§ **Exercise objective**
How many lines in the material below include the string "stats"? Answer with the number only.

§ **Input for this task**
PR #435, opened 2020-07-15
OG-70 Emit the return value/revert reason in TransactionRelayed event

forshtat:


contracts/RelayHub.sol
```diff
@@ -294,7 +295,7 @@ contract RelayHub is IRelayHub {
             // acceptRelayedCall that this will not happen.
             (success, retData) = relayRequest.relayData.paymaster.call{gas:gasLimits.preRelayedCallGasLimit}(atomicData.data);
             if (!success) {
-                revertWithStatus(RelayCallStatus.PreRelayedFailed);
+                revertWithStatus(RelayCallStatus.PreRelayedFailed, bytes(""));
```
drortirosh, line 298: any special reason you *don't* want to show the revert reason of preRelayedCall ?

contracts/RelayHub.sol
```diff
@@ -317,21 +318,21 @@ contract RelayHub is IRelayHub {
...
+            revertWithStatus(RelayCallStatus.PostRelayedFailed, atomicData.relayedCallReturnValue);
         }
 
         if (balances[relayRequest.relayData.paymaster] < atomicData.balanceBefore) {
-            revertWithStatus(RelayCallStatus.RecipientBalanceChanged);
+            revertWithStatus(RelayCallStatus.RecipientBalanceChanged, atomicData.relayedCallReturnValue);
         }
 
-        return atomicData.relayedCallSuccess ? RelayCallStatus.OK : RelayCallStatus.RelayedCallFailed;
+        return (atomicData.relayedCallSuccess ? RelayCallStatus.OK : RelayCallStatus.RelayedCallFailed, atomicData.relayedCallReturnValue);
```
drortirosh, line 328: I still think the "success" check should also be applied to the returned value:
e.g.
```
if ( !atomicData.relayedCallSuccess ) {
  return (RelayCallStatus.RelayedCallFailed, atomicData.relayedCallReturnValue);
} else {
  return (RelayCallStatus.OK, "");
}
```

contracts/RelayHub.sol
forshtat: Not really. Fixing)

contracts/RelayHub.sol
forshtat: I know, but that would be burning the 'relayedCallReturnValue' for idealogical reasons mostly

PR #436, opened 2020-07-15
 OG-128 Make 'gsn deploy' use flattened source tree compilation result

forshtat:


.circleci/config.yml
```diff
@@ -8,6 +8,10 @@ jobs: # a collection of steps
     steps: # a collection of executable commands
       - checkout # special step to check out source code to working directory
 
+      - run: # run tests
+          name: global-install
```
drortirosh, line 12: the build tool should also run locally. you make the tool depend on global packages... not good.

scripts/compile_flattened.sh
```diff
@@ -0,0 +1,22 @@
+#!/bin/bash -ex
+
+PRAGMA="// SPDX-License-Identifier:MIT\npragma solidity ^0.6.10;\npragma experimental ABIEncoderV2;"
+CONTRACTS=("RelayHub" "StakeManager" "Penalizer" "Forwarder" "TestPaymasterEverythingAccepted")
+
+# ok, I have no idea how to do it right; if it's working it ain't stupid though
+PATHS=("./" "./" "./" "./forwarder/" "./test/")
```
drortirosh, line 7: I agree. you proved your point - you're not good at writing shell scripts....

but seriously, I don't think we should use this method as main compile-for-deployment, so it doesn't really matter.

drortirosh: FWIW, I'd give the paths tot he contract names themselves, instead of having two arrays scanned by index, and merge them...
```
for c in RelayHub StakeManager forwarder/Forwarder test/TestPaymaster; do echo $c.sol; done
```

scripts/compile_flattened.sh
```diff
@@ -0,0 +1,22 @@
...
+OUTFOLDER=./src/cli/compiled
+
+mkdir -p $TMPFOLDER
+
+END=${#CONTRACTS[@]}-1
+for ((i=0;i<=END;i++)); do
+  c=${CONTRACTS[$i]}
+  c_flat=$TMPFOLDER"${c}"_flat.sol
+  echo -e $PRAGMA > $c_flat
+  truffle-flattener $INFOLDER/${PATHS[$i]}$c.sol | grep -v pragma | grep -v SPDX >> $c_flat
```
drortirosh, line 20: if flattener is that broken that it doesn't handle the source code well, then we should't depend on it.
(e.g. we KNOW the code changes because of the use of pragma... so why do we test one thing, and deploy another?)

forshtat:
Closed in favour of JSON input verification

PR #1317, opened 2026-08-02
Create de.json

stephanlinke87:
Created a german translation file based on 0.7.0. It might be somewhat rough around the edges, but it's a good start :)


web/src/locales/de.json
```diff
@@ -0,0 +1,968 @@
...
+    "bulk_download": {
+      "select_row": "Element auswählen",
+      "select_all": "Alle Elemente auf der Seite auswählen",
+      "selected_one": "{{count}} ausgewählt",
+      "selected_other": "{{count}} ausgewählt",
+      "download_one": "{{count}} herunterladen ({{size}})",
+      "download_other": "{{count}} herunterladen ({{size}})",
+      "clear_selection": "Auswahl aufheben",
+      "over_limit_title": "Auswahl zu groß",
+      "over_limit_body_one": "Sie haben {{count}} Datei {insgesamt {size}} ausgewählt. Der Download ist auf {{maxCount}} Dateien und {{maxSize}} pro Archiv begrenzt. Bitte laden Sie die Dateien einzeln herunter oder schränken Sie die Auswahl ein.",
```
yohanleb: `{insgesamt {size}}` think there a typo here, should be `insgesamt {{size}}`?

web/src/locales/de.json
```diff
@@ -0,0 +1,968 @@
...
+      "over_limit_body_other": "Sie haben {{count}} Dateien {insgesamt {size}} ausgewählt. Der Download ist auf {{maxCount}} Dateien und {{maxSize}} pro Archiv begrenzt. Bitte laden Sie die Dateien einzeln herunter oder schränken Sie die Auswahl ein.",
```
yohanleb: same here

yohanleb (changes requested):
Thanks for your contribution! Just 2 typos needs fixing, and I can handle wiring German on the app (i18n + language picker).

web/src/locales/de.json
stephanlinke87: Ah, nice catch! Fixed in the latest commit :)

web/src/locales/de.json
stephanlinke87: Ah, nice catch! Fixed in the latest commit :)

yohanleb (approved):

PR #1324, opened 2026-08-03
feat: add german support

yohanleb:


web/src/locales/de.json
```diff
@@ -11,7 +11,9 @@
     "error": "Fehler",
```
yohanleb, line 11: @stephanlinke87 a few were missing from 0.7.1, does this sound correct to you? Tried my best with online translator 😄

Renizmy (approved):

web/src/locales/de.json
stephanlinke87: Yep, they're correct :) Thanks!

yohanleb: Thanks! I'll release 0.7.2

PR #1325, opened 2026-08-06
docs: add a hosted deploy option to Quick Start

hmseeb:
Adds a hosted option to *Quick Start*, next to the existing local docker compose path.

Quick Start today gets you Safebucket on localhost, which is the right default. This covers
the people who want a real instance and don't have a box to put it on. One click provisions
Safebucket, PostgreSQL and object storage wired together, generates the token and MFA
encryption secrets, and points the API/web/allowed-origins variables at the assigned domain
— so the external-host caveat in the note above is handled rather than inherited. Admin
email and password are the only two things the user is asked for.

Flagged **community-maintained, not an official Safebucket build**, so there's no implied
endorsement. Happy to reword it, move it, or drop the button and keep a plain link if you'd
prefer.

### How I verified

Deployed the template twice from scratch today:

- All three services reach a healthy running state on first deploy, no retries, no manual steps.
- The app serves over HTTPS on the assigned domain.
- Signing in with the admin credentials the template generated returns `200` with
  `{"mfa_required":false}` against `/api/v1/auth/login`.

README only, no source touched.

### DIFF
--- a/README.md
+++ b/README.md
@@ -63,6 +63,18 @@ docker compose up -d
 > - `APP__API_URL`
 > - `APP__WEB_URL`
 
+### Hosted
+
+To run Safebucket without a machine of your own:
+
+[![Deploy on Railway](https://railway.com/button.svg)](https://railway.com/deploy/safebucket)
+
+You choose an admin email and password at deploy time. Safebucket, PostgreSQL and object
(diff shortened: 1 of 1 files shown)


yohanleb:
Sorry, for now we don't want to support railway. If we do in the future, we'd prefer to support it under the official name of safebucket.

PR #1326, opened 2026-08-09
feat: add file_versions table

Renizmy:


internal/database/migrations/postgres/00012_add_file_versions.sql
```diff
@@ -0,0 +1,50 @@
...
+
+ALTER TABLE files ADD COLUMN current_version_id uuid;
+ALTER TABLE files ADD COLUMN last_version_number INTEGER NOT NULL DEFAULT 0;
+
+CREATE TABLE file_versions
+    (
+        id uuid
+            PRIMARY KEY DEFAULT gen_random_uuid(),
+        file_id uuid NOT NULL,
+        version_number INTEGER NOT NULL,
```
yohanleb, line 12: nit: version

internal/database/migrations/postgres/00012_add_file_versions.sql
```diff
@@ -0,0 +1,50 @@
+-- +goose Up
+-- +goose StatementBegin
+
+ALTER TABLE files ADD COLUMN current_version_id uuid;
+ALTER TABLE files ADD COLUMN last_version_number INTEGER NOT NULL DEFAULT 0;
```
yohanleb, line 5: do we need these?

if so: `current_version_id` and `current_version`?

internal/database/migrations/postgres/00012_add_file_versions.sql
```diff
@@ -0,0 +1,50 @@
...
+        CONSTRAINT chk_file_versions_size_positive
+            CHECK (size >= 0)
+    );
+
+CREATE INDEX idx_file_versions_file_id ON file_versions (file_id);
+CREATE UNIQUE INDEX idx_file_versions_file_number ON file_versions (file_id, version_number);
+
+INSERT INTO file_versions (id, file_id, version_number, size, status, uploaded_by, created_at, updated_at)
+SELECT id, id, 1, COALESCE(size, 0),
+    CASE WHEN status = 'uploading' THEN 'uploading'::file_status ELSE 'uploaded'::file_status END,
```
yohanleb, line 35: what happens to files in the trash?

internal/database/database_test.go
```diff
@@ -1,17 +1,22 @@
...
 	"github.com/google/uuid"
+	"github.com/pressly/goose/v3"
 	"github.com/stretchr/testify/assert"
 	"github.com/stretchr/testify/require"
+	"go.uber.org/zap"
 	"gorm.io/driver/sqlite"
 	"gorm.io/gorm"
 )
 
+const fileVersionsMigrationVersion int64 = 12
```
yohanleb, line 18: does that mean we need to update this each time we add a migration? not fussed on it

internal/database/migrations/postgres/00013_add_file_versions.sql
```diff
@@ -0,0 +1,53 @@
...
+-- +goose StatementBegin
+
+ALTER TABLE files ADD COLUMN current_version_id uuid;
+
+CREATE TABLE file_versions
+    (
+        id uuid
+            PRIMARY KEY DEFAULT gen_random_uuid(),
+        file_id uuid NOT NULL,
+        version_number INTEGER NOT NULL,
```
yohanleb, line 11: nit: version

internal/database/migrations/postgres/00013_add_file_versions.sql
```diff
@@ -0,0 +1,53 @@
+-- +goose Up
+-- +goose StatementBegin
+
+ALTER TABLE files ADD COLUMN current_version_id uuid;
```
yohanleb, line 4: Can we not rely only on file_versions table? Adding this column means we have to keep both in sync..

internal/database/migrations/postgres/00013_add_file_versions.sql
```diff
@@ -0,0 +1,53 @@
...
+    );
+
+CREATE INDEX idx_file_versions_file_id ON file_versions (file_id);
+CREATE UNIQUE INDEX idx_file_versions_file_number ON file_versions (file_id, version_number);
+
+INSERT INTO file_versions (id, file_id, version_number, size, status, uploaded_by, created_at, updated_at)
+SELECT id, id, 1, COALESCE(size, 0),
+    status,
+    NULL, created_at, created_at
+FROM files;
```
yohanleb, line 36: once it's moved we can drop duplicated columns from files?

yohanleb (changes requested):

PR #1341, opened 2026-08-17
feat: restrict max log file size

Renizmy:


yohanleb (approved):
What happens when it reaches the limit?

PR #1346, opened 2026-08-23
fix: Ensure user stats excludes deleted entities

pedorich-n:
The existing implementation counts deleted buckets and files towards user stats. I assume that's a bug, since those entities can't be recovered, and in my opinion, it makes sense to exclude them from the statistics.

§ **Your solution**
2